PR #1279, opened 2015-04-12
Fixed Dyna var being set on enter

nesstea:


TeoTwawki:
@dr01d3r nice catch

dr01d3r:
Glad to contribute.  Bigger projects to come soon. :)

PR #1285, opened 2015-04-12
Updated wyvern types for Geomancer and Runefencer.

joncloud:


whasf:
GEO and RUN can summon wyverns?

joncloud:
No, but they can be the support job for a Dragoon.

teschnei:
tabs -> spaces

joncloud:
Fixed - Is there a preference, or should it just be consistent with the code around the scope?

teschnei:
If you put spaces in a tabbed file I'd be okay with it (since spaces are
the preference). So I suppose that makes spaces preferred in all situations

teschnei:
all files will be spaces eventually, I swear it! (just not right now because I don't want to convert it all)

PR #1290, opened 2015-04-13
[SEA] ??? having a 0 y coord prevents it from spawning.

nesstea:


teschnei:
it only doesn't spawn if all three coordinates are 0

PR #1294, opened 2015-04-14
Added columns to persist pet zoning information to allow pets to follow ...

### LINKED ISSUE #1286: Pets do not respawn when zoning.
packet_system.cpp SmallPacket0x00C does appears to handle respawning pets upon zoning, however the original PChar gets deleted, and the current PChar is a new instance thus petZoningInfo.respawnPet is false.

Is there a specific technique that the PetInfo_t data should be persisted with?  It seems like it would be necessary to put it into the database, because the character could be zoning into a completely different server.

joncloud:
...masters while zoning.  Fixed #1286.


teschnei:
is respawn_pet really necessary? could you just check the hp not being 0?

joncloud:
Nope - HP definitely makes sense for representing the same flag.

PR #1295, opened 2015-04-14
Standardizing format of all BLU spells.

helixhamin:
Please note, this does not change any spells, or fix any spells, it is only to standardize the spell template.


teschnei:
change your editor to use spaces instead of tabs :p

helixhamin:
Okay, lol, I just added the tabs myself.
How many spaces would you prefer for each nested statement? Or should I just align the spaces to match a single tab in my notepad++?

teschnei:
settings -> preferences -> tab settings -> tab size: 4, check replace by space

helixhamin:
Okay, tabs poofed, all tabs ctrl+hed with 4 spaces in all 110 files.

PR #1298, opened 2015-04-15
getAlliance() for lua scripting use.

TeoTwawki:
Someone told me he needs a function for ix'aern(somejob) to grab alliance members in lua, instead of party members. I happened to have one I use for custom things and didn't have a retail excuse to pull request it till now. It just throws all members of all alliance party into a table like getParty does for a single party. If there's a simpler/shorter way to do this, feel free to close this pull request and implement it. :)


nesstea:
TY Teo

===============

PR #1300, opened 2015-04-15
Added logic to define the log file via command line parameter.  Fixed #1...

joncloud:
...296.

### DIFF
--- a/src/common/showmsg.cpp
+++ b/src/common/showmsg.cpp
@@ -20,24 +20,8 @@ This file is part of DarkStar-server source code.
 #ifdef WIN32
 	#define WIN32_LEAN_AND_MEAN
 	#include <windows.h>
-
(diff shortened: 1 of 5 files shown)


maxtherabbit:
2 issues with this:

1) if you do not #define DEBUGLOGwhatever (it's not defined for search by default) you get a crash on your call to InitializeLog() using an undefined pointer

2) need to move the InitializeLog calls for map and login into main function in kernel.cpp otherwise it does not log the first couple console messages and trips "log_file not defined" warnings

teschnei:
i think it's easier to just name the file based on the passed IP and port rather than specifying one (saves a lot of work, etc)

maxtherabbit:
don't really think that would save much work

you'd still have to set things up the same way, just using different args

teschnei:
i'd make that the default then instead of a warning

===============

__REQUIREMENT__. From the data above, output exactly the lines between the one containing "(diff shortened: 1 of 5 files shown)" and the one containing "i'd make that", counting both of them.

__THE COMPLETED TASK__.
(diff shortened: 1 of 5 files shown)


maxtherabbit:
2 issues with this:

1) if you do not #define DEBUGLOGwhatever (it's not defined for search by default) you get a crash on your call to InitializeLog() using an undefined pointer

2) need to move the InitializeLog calls for map and login into main function in kernel.cpp otherwise it does not log the first couple console messages and trips "log_file not defined" warnings

teschnei:
i think it's easier to just name the file based on the passed IP and port rather than specifying one (saves a lot of work, etc)

maxtherabbit:
don't really think that would save much work

you'd still have to set things up the same way, just using different args

teschnei:
i'd make that the default then instead of a warning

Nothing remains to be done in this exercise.